Sempre al punto 4 a nostro avviso va tolta la riserva dell'Ente di confermare il prosieguo dell'incarico al vincitore, non si liquida con 15.000 Euro un impegno di questa portata.
Ai concorrenti non viene messa a disposizione alcuna documentazione sull’area di intervento:
Nel citato bando rivolto alla partecipazione di architetti ed ingegneri vengono poste, per la partecipazione, condizioni discriminatorie riguardo ai requisiti di capacità economico finanziarie e tecnico organizzative, compreso il numero medio annuo di personale impiegato pari a 6 unità negli ultimi 3 anni, condizioni che da sole bastano a limitare la partecipazione al bando ad una quota attorno all’uno per cento degli iscritti ai rispettivi ordini.
Tale scelta sortisce un primo risultato ad effetto “ boomerang “ per l’ente banditore che da solo si preclude l’opportunità di accedere, col bando, ad una gamma più articolata di offerte progettuali.

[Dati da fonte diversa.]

PR #1322, opened 2021-02-16
Adds SlotWithClickAction

emilyploszaj:
Adds `SlotWithClickAction`, an interface slots can implement to have a click action à la `Item#onClicked`. This is called before `Item#onClicked` and `Item#onStackClicked`. I've run into a handful of situations where this behavior would be useful, here's a couple potential use cases:
* An item filter, where clicking a stack onto the filter slot adds it as a filter, instead of consuming the stack.
* A sorted storage screen, where clicking on any slot with a stack in hand will deposit it into the system, instead of swapping with the clicked slot, and clicking on it with an empty hand will pull at most 64 items out of the stacks that internally hold more than 64.
* An inventory that consumes added items and spits out new resources.
* Other cases where you want slots that don't actual represent an `ItemStack`, but a more abstract portion of a screen.


fabric-screen-handler-api-v1/src/main/java/net/fabricmc/fabric/api/screenhandler/v1/SlotWithClickAction.java
```diff
@@ -0,0 +1,38 @@
...
+
+import net.minecraft.entity.player.PlayerInventory;
+import net.minecraft.item.ItemStack;
+import net.minecraft.util.ClickType;
+
+/**
+ * An interface for slots that consume a click action.
+ * Slot click actions are called before item click actions, and returning true will neglect to have them called whatsoever.
+ */
+public interface SlotWithClickAction {
```
liach, line 29: I prefer to name this `ClickAwareSlot`

jaskarth: I think `SlotWithClickAction` is better as it represents the slot having an action when it's clicked.

l-Luna: ClickAwareSlot is shorter, but less descriptive. All slots are clickable, but only these slots have a special click action.

fabric-screen-handler-api-v1/src/main/java/net/fabricmc/fabric/api/screenhandler/v1/SlotWithClickAction.java
```diff
@@ -0,0 +1,38 @@
...
+ */
+
+package net.fabricmc.fabric.api.screenhandler.v1;
+
+import net.minecraft.entity.player.PlayerInventory;
+import net.minecraft.item.ItemStack;
+import net.minecraft.util.ClickType;
+
+/**
+ * An interface for slots that consume a click action.
```
Juuxel: `Slot` should be linked here (especially since 1.17 adds that entity command item slot as well)

emilyploszaj: Good call

fabric-screen-handler-api-v1/src/main/java/net/fabricmc/fabric/api/screenhandler/v1/SlotWithClickAction.java
TelepathicGrunt: `SlotWithClickAction` sounds better and easier to understand. Shorter names aren't always the best when you lose important details

liach: Then `ClickCallbackSlot` imo is better. All slot clicks have click action objects assigned, dont' they?

In fact in this case you can also name it `SlotClickCallback`. Either way, these two names proposed are better than `SlotWithClickAction` as every slot can be clicked.

fabric-screen-handler-api-v1/src/main/java/net/fabricmc/fabric/api/screenhandler/v1/SlotWithClickAction.java
liach: well, the fact that screen handler's slot and commands' item slots are distinct systems internally (though often times closely related) already can be confusing. So linking is a good idea.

Stupisce inoltre, particolarmente nella situazione di crisi nella quale versa il paese, che un ente come la C.C.I.A.A. di Oristano che dovrebbe rappresentare tutte le aziende iscritte, compreso soprattutto le minori che maggiormente risentono della attuale crisi economico-finanziaria, nella formulazione del bando attui una scelta discriminatoria che di fatto esclude la quasi totalità delle professionalità alle quali si rivolge, adottando parametri meramente quantitativi a discapito della qualità.

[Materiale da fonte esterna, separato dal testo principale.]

PR #1327, opened 2021-02-22
Loot table Visitors [WIP]

RedstoneParadox:
This PR intends to provide a way to directly modify certain aspects vanilla loot tables without having to write complex boilerplate or replace the whole thing (See #1287). This is done using the visitor pattern to avoid coupling the algorithm to the structure of the loot table in the event it changes.

This PR is nowhere near done and is only being opened so people are aware that it's being worked on and can comment on it.

### DIFF
--- a/fabric-loot-tables-v1/src/main/java/net/fabricmc/fabric/api/loot/v1/visitor/LootTableVisitor.java
+++ b/fabric-loot-tables-v1/src/main/java/net/fabricmc/fabric/api/loot/v1/visitor/LootTableVisitor.java
@@ -1,9 +1,29 @@
 package net.fabricmc.fabric.api.loot.v1.visitor;
 
-public abstract class LootTableVisitor {
-	abstract void visitTable(LootNode.LootTableNode table);
+public interface LootTableVisitor {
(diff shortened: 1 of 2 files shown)


fabric-loot-tables-v1/src/main/java/net/fabricmc/fabric/api/loot/v1/visitor/LootTableVisitor.java
```diff
@@ -0,0 +1,65 @@
+package net.fabricmc.fabric.api.loot.v1.visitor;
+
+public interface LootTableVisitor {
```
Juuxel, line 3: I think this needs some `default`s 😄

RedstoneParadox: Yes, definitely, once I add methods to nodes that allow getting their children, which will come once I add the dozens of different nodes required for all vanilla functions, loot conditions, and whatever else I deem necessary.

RedstoneParadox:
If anyone wants to take over this, be my guest. I no longer have an interest in continuing it.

Tale comportamento è indice di una totale insensibilità culturale e sociale, non degna di un ente come la C.C.I.A.A. che ha per compito quello di avere l’attenzione aperta a 360 gradi sulla totalità della realtà produttiva, al suo interno, come all’esterno, anche quella di minore entità quantitativa che spesso conferma l’antitesi quantità- qualità.

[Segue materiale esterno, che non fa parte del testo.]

PR #1338, opened 2021-02-27
Buildscript updates

modmuss50:
* Upgrading to loom 0.6 and the new run config system
* Fix some of the gradle 7 deprecation warnings, there are more left in loom. Once complelte I want to fail the build on deprecations.
* Start looking at singing the jars - currently just pgp. jar singing is TODO
* Build reproducable jars
* Build testmod jars - a fat jar depends on some loom work


modmuss50:
This PR is currenly locked behind some loom issues.

build.gradle
```diff
@@ -112,18 +114,25 @@ allprojects {
...
-		classpath sourceSets.testmod.runtimeClasspath
-	}
-
-	task runTestmodServer(type: RunServerTask) {
-		classpath sourceSets.testmod.runtimeClasspath
+	loom {
+		runs {
+			testmodClient {
+				client()
+				ideConfigGenerated false
```
i509VCB: Why not generate an ide run config?

modmuss50: Becuase you would have over 100 of them, should just do that for the root project thinking about it.

modmuss50: Done.

liach:
what's the lowest gradle supported after this update? imo feel free to bump

modmuss50:
Whatever the wrapper is set to is the only "supported" version. I dont see why you would want to try and use it on anything else. This does include most of the required changes for 7 tho.

liach:
Can we use a gradle exec to call [jdk's jarsigner](https://docs.oracle.com/en/java/javase/15/docs/specs/man/jarsigner.html) to sign jars? A side note: If we do so, it should in an extra `doLast` for a jar task since this tool seems to change jar files in-place

modmuss50:
No, the jars are signed on a remote server, my plugin does not change the jars in place.

liach:
After looking at your [remote sign](https://github.com/modmuss50/RemoteSign/blob/master/src/main/java/me/modmuss50/remotesign/RemoteSignExtension.java) I have a few comments:
1. The 3 string fields should probably be made task-specific. Can keep it in extension so task can query from extension in case the string properties aren't set.
2. Consider merging https://github.com/modmuss50/RemoteSign/blob/e6913049148a71cb9c0c66d2c069625d4f57271d/src/main/java/me/modmuss50/remotesign/RemoteSignJarTask.java#L35-L57 and https://github.com/modmuss50/RemoteSign/blob/e6913049148a71cb9c0c66d2c069625d4f57271d/src/main/java/me/modmuss50/remotesign/RemoteSignExtension.java#L92-L114 to one common utility method (maybe merge the requirements for file, requestUrl, pgpKey to that new method as well)

modmuss50:
Uhh, I broke this fork.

In alternativa alla forma di bando proposta da codesto ente si formula il seguente percorso atto a garantire una maggiore gamma di offerta progettuale per la risposta al problema posto dal bando stesso, nello stesso interesse dell’ente banditore.
Bando in due fasi.
Prima fase:
a non viene posta alcuna discriminante economico-organizzativa ai partecipanti
b Il livello di elaborazione progettuale richiesto è quello di concorso di idee, bastano due, max tre tavole A1, breve relazione ed adeguata illustrazione del progetto, rendering o disegni illustrativi, preventivo di massima,ovviamente non viene richiesto il plastico come elaborato,
c Viene stabilito un monte premi di 45.000 Euro da distribuire in gual misura fra i tre concorrenti segnalati per i migliori progetti selezionati, intendendo la quota totale messa a disposizione in questa fase come acconto- sconto da detrarre all’importo di parcella stabilito a compenso del progetto risultante vincitore della seconda fase.
Seconda fase:
a partecipano alla seconda fase i tre progettisti selezionati come vincitori PARI MERITO della prima fase, riconoscendo a ciascuno un rimborso spese di 15.000.Euro. Fra questi dopo una ulteriore elaborazione progettuale verrà selezionato il vincitore.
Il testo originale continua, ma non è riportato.